From the records below, please return each line that holds the word "optimizer".
------------------------------
PR #2358, opened 2025-06-02
Fix test names for pytest

justinchuby:
With the latest version of pytest we get 

> onnxscript/rewriter/ort_fusions/cos_sin_cache_test.py::test_case_1 - Failed: Expected None, but test returned <onnxscript.rewriter.ort_fusions.models._rotary_embedding_models._TestCase1 object at 0x117c920d0>. Did you mean to use `assert` instead of `return`?

This is because the imported functions `test_case_1` and `test_case_2` are not really test cases but were treated as such by pytest. This PR hides them from the test module so they are not triggered.


titaiwangms (approved):
Looks like a bad naming. Maybe we should consider rename it.

justinchuby:
> Looks like a bad naming. Maybe we should consider rename it.

Agreed

PR #2359, opened 2025-06-03
docs: cleanup documentation for function-based rewrites📄

KarelZe:
With https://github.com/microsoft/onnxscript/pull/2039/files support for `function-based` rewriting was dropped. Some tutorials and the the readme were still referencing function-based rewrites.

@justinchuby / @gramalingam Could you please review? Any feedback is appreciated.


justinchuby (approved):
Thanks!

onnxscript/rewriter/onnxruntime/__init__.py
```diff
@@ -26,14 +26,13 @@ def rewrite(
     model_proto: onnx.ModelProto,
     /,
     function_rules=None,
```
justinchuby:
```suggestion
```

could you help remove the param and the docstring as well? Thanks!

KarelZe: @justinchuby It's fixed now. 🎉 Initially, I thought that the param was kept for backward-compatibility. 

NIT, I also noted some broken links to the rewrite tutorials, that should no be fixed.

PR #2361, opened 2025-06-03
Enable CSE in optimizer

titaiwangms:


onnxscript/optimizer/_optimizer.py
```diff
@@ -51,6 +51,7 @@ def optimize_ir(
             early_stop=stop_if_no_change,
         ),
         onnxscript.ir.passes.common.RemoveUnusedNodesPass(),
+        onnxscript.ir.passes.common.CommonSubexpressionEliminationPass(),
```
titaiwangms, line 54: I was confused by `onnxscript.ir.passes.common` for a minute and learned we have alias.

titaiwangms:
@justinchuby PTAL

justinchuby (approved):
------------------------------
◆ **Response below**
Enable CSE in optimizer
onnxscript/optimizer/_optimizer.py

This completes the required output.